La perte de données est toujours un des risques lié à l'intrusion : en plus de perturber le bon fonctionnement du réseau, qu'est-ce qui empêche un intrus d'effacer les données auxquelles il pourra avoir accès ? Il peut s'agir de données importantes pour la survie de l'organisation, comme les données comptables ou les fichiers clients, mais ce peut être plus insidieux. Un certain nombre de fichiers sont importants pour la sécurité ou le bon fonctionnement du réseau et de ses applications : une altération de la base DNS peut conduire à des résultats catastrophiques.
Le vol de données est aussi un risque non négligeable, même si au sein d'une organisation il peut ne pas y avoir d'informations vraiment confidentielles, la divulgation d'informations liées à des projets en cours ou à la santé financière de l'organisation peut donner un avantage concurrentiel non négligeable à une société du même secteur.
La responsabilité civile ou pénale des responsables de l'organisation peut être engagée en cas d'utilisation des ressources du réseau par un pirate pour attaquer d'autres réseaux. Les responsables du réseau attaquant peuvent être poursuivis pénalement si il est prouvé qu'ils n'ont pas pris les précautions élémentaires pour enpêcher ce type de prise de contrôle. Ce genre de situation se retrouve dans les attaque de type Distributed Denial of Service (DDoS).

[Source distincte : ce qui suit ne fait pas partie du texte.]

PR #1938, opened 2017-05-21
Added [Sonarr] tag for Twitter Notifications

jcostom:
#### Database Migration
NO

#### Description
Just a simple addition to Twitter notifications to identify the source of the tweet as coming from Sonarr.

* None - just a simple enhancement, dare I say, nearly trivial.

### DIFF
--- a/src/NzbDrone.Core/Notifications/Twitter/Twitter.cs
+++ b/src/NzbDrone.Core/Notifications/Twitter/Twitter.cs
@@ -21,12 +21,12 @@ namespace NzbDrone.Core.Notifications.Twitter
 
         public override void OnGrab(GrabMessage message)
         {
-            _twitterService.SendNotification($"Grabbed: {message.Message}", Settings);
+            _twitterService.SendNotification($"[Sonarr] Grabbed: {message.Message}", Settings);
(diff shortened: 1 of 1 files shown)


markus101:
We'd rather let it be customizable and not force this change on everyone using, that'd be part of a longer standing issue: https://github.com/Sonarr/Sonarr/issues/328 but not something we're looking to implement until after v3 is out.

jcostom:
It's a shame you're not open to this, even if it's only until after you get around to coding what you'd really like to have.  It's such a simple change that reverting the tags in the _2 lines of code_ would be trivial.  At least this is progress toward a goal.

The Radarr team was happy to accept the pull.

markus101:
It's not that we wouldn't want to to revert it, it's that we don't want to change the pattern that is already in place (and affect existing users, which we've gone through before), because there will be  people that don't want the change. In addition sending through a Sonarr specific account could help remove confusion on where the tweet came from, albeit in a different way.

jcostom:
Can't say I agree, but it's not my project, so cheers.

Love the tool, works fantastically.  Thanks for your work on it!

PR #6767, opened 2024-04-28
New: Use absolute timestamps for series and episode history

mynameisbogdan:
#### Description
Switching to absolute dates to make it easier to debug upgrades for users. Bonus making the series history modal wider.

image

### DIFF
--- a/frontend/src/Episode/History/EpisodeHistory.js
+++ b/frontend/src/Episode/History/EpisodeHistory.js
@@ -66,6 +66,8 @@ class EpisodeHistory extends Component {
       isPopulated,
       error,
       items,
+      timeFormat,
+      shortDateFormat,
       onMarkAsFailedPress
     } = this.props;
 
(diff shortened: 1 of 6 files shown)


markus101:
Relative dates have an option to disable already, we could change the default for that to not be enabled, but I don't think we should remove relative dates from these history items completely.

stevietv:
From a support point of view I am enthusiastic about this change. Will help when discussing screenshots

markus101:
Adding an option to make relative date cells include a time stamp should cover it and another for second accuracy, to include seconds since that's missing today. Relative with timestamp it could be something like `{relativeDate} at {timestamp}` (which will be today/yesterday as long as people have their dates set correctly) to be properly translated, if it's something not rendered as a relative date use the short date format + timestamp.

This way we don't introduce a breaking change because relative dates are stripped out completely and we can still improve the support experience.

markus101:
Closing in favour of https://github.com/Sonarr/Sonarr/pull/6811

PR #6779, opened 2024-05-01
New: Blocklist Custom Filters

### LINKED ISSUE #6763: Filters for Blocklist

In some situations, you may want to remove certain items from the block list, but it becomes difficult to find them. For example, you add new NZB hosters to your Sabnzbd want to remove the block listed items from that protocol, you simply can't.

Similar filters as there are on searching individual episodes and the filter is available on the download list.

Manually going through and checking the indexer used on each individual block listed item across over 500 pages.

### Anything else?

_No response_

stevietv:
#### Description
Adds custom filters to Blocklist for Series and Protocol

What I thought might be an easy PR was somewhat tricky for me :)
I puzzled a bit here with the controller, and had to tweak the CF calculation service as the changes I made to the blocklist controller during my testing meant i was getting `null` for the `series` property being sent by the blocklist endpoint. It resulted in working custom filters, but please do shoot at me if it needs work.

image

image

* Closes #6763


src/Sonarr.Api.V3/Blocklist/BlocklistController.cs
```diff
@@ -23,12 +28,81 @@ public class BlocklistController : Controller
...
-            return pagingSpec.ApplyToPage(_blocklistService.Paged, model => BlocklistResourceMapper.MapToResource(model, _formatCalculator));
+            return pagingSpec.ApplyToPage(spec => GetBlocklist(spec, seriesIds?.ToHashSet(), protocol), model => BlocklistResourceMapper.MapToResource(model, _formatCalculator));
+        }
+
+        private PagingSpec<NzbDrone.Core.Blocklisting.Blocklist> GetBlocklist(PagingSpec<NzbDrone.Core.Blocklisting.Blocklist> pagingSpec, HashSet<int> seriesIds, DownloadProtocol? protocol)
+        {
+            var ascending = pagingSpec.SortDirection == SortDirection.Ascending;
+            var orderByFunc = GetOrderByFunc(pagingSpec);
+
+            var blocklist = _blocklistService.GetBlocklist();
```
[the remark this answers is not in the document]
stevietv: It may be, I followed along with how custom filters were implemented on the Queue I think 🤔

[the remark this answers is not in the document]
markus101: Queue is a bit of an outcast since it doesn't actually hit the DB, mirroring what History does is likely much closer to what we'll want to do as it will do filtering at the DB level.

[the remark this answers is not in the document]
stevietv: Think I figured that out :)

src/Sonarr.Api.V3/Blocklist/BlocklistController.cs
```diff
@@ -23,12 +25,17 @@ public class BlocklistController : Controller
...
         {
             var pagingResource = new PagingResource<BlocklistResource>(paging);
             var pagingSpec = pagingResource.MapToPagingSpec<BlocklistResource, NzbDrone.Core.Blocklisting.Blocklist>("date", SortDirection.Descending);
 
-            return pagingSpec.ApplyToPage(_blocklistService.Paged, model => BlocklistResourceMapper.MapToResource(model, _formatCalculator));
+            if (seriesIds != null && seriesIds.Any())
+            {
+                pagingSpec.FilterExpressions.Add(b => seriesIds.Contains(b.SeriesId));
+            }
+
```
markus101, line 37: Looks like for protocols we can do the same as series ID filtering:

```

if (protocols != null && protocols.Any())
{
    pagingSpec.FilterExpressions.Add(b => protocols.Contains(b.Protocol));
}
```

Which saves us passing protocol through, unless there is a reason why we wouldn't want to do that?

src/Sonarr.Api.V3/Blocklist/BlocklistController.cs
```diff
@@ -23,12 +25,17 @@ public class BlocklistController : Controller
...
         [HttpGet]
         [Produces("application/json")]
-        public PagingResource<BlocklistResource> GetBlocklist([FromQuery] PagingRequestResource paging)
+        public PagingResource<BlocklistResource> GetBlocklist([FromQuery] PagingRequestResource paging, [FromQuery] int[] seriesIds = null, [FromQuery] DownloadProtocol[] protocols = null)
         {
             var pagingResource = new PagingResource<BlocklistResource>(paging);
             var pagingSpec = pagingResource.MapToPagingSpec<BlocklistResource, NzbDrone.Core.Blocklisting.Blocklist>("date", SortDirection.Descending);
 
-            return pagingSpec.ApplyToPage(_blocklistService.Paged, model => BlocklistResourceMapper.MapToResource(model, _formatCalculator));
+            if (seriesIds != null && seriesIds.Any())
```
markus101, line 33: Not sure if `seriesIds?.Any() == true` is better, but thoughts?

markus101 (commented):
Looking good, just some minor things/questions.

src/Sonarr.Api.V3/Blocklist/BlocklistController.cs
stevietv: switched over to this. looks cleaner for sure.

src/Sonarr.Api.V3/Blocklist/BlocklistController.cs
stevietv: makes sense, I didn't consider this but have moved this to the pagingspec filter instead and removed ther work from the repo

PR #6806, opened 2024-05-09
New: Root folder exists validation for import lists

mynameisbogdan:
#### Description
Adding new validator for optional root folder existence.


src/NzbDrone.Core/Validation/Paths/SeriesExistsValidator.cs
```diff
@@ -25,7 +25,7 @@ protected override bool IsValid(PropertyValidatorContext context)
 
             var tvdbId = Convert.ToInt32(context.PropertyValue.ToString());
 
-            return !_seriesService.AllSeriesTvdbIds().Any(s => s == tvdbId);
+            return _seriesService.AllSeriesTvdbIds().All(s => s != tvdbId);
```
markus101, line 28: Is this faster or just for readability? If it's the latter we have `return _seriesService.AllSeriesTvdbIds().None(s => s == tvdbId)` for this purpose.

PR #6809, opened 2024-05-09
Fixed: Notifications with only On Rename enabled

mynameisbogdan:
#### Description
As per title, consider notifications with only `On Renamed` as enabled.


stevietv:
related to this I suppose? https://old.reddit.com/r/sonarr/comments/1cnr4hh/windows_cant_get_custom_script_to_work_ps1_any/

PR #6820, opened 2024-05-14
Plex Watchlist Can Be Empty

nopoz:
#### Description
Allows for Plex Watchlists to be empty at any time. With this code change, when they are empty an info logger message is displayed, rather than an error being thrown. It shouldn't be a requirement for the list to be populated at all times as they will likely always be in flux with entries being removed and added.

La liste des types de firewalls présentés ici n'est pas exhaustive, elle permet simplement d'avoir une vue d'ensemble des opérations qu'un firewall peut effectuer. Nous n'envisagerons également que les types de firewalls qui agissent au niveau des couches 3 et 4 du modèle OSI. Les firewalls applicatifs sont trop liés à un type de service donné pour faire l'objet d'un cours générique.
Si ils sont efficaces pour protéger la plupart des ressourcese d'un réseau, les firewalls présentés ici ne permettent pas de prendre en compte les données applicatives utilisées, ils n'agissent pas sur :
Les adresses URL vers des sites non autorisés
Les virus qui peuvent transiter sur les protocoles applicatifs
Les courriels non sollicités (spam, junk mail,...)
...
C'est le rôle d'autres applicatifs dans la chaîne de sécurité d'assurer ces fonctions, comme un scanner anti-virus associé à un serveur de messagerie ou à un proxy HTTP.

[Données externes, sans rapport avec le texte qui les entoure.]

PR #6849, opened 2024-05-31
New: Refresh cache for tracked queue on series add

mynameisbogdan:
#### Description
This should basically trigger a reimport if you decide to add back a series that exists in the cached queue without needing a restart to do the same thing.

Added same filtering by TvdbId in deleted series event.


src/NzbDrone.Core/Download/TrackedDownloads/TrackedDownloadService.cs
```diff
@@ -278,12 +279,29 @@ public void Handle(EpisodeInfoRefreshedEvent message)
             }
         }
 
+        public void Handle(SeriesAddedEvent message)
+        {
+            var cachedItems = _cache.Values
```
markus101, line 284: Do we need to do the same thing if the cached item doesn't have a series or are those not affected?

PR #6855, opened 2024-06-03
Fixed: Skip invalid series paths during validation

markus101:
#### Description
This currently prevents people from fixing invalid paths for a series, but we don't need to validate the existing stored series paths as they are validated elsewhere.


markus101:
Hmm yeah, it'd be nice to be able to do the move as well, might need an option to ignore the extra spaces for that purpose.

PR #6870, opened 2024-06-10
Fallback to remote url for series images

mynameisbogdan:
#### Description
This is needed for places where the series resource's image might not be mapped to local.


markus101:
> This is needed for places where the series resource's image might not be mapped to local.

Where does this happen currently?

Unless these images are proxied through Sonarr's backend then we're likely to see issues with hotloading being blocked, but in general I don't think we shouldn't try to load images remotely.

markus101:
I know add series is a special cases. TheTVDB does block hotlinking (or at least did, which is why those images get proxied through Sonarr).

PR #6875, opened 2024-06-12
New: Quality limits are part of Quality Profile

### LINKED ISSUE #613: Min/Max sizes at the profile level
With animated and standard releases having vast size differences (in some cases animated releases are half the size) it would be beneficial to have size limits enforced per profile instead of globally, or alternatively enforced via tags like delay profiles.

markus101:
#### Description

Moves size limits from Quality settings into individual quality profiles.

image
image
image

#### Database Migration
YES - 207

* Closes #613


Hannah-GBS:
I know it was discussed somewhat in the #development channel, but it would be nice to have the *option* of global settings for those that don't care to change things on every profile, and just have per-profile settings override the defaults.

markus101:
That was discussed previously, but we do not have plans to maintain both. We'll likely look to make it possible to copy size settings from other profiles though.

davidnewhall:
The additional insight is appreciated. Thanks!

rcdailey:
Hi Markus. I'm very out of the loop on any discussions had about this change, but I hope you won't mind filling me in on the API aspect of this. I have a couple of questions about your response to David:

> if the library leaves those fields 

Could you expand on this a bit? What do you mean?

My main concern is, as you'd expect, API backward compatibility. I see in David's linked issue that there is talk about a v4 API. Does this mean that v3 endpoints will continue to function (but be deprecated) in newer versions of Sonarr for some time?

I just want to make sure I have time to adopt these changes in Recyclarr prior to these changes being merged and/or released to stable channels, while still supporting older versions of Sonarr to give users time to upgrade.

Just looking at your diff, I see removal of fields in the quality definition DTOs here:
https://github.com/Sonarr/Sonarr/pull/6875/files?w=1#diff-55c98eda7357971a29a5110f901b227b4c6d95d37cc99dcf9660ce89037e1593

I think changes like this will create a lot of trouble for downstream tooling like Recyclarr, Notifiarr, etc. Is there any way you could implement a more backward-compatible change before merging this (or at least before going stable)?

Thanks for giving me an opportunity to participate!

markus101:
Thanks for reaching out Robert.

> Could you expand on this a bit? What do you mean?

These fields have always been nullable and from the serialization perspective `MaxSize = null` ends up being omitted from the JSON, with this change they just won't be returned, ever because they're effectively null. An API consumer trying to set these values would result in no errors, but nothing would be updated.

> I see in David's linked issue that there is talk about a v4 API. Does this mean that v3 endpoints will continue to function (but be deprecated) in newer versions of Sonarr for some time?

That is referring to a Radarr change, we don't have a v4 API planned for Sonarr at this time, but when we do, the previous API version will exist for at least one major release, same as the unversioned (v2) API still existed in v3 and was removed in v4.

> I think changes like this will create a lot of trouble for downstream tooling like Recyclarr, Notifiarr, etc

This is definitely my concern, I'd much prefer to not make it a breaking change at all, but short of having global and override size settings I think it'll need to be a breaking change. I don't think it makes sense long term because it'd be confusing, but I could see it being used as an interim solution.

> Is there any way you could implement a more backward-compatible change before merging this (or at least before going stable)?

I think the only backwards compatible change that has potential would be to still allow the API to update these values on all profiles, but I don't think we can reliably return that information because we'd only be able to choose a single profile's values or try to merge them together and get an average. This would allow consumers to use the same API, but would result in any individual customization done by the user being wiped out.

markus101:
Going to land this directly in the v5 work when it's ready.

rcdailey:
@markus101 I see this was closed but not merged. Will you be merging directly or through another PR later?

rcdailey:
Ah ok, so you're basically working on building an initial `v5` branch or similar; where the effort made here will be a subset of that branch.

Thanks for letting me know. As a client of the API I'm trying to stay prepared for the breaking changes I'll have to address.

PR #6879, opened 2024-06-14
New: Ignore inaccessible folders with getting folders

mynameisbogdan:
#### Description
Pretty much based on e5aa8584100d96a2077c57f74ae5b2ceab63de19 and d493f8762fcb1684b44e182753c21d7a493db787 to skip inaccessible folders that breaks manual import if the selected folder contains such folders.

https://github.com/Radarr/Radarr/issues/10085


markus101:
Since this has two separate commits, please change the first commit to `New: Ignore inaccessible folders when getting folders`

Des points de communication sont nécessaires entre le réseau de l'organisation et l'extérieur, que ce soit pour accéder à des services ou pour en fournir. La plupart du temps les services standards demandant une haute disponibilité et de forts volumes de transactions sont hébergés par des sociétés spécialisées dans ce type de prestation, mais il reste toujours un certain nombre de services qui peuvent être hébergés localement, que ce soit pour des raisons de confidentialité, de commodité ou autres. La DMZ est la partie du réseau qui est ouverte vers l'extérieur elle n'héberge que les machines et les services qui doivent être exposés au public pour des raisons de communication externes. Typiquement on trouve dans la DMZ :
Le serveur DNS
Les serveurs de messagerie
Les serveurs WEB pour les applications ouvertes à l'extérieur
Les serveurs FTP pour les documents à communiquer à l'extérieur
Les serveurs d'annuaire qui contiennent des informations publiques
Et plus généralement tous les serveurs qui contiennent des informations à diffuser ou des services à offrir au public.
On n'y trouve surtout pas :
Les serveurs de fichiers.
Les serveurs de base de données.
Les serveurs de sécurité (Kerberos, annuaires LDAP complets).
Les serveurs DNS qui révèlent la strucure interne du réseau.
Et plus généralement tous les serveurs qui contiennent des informations confidentielles.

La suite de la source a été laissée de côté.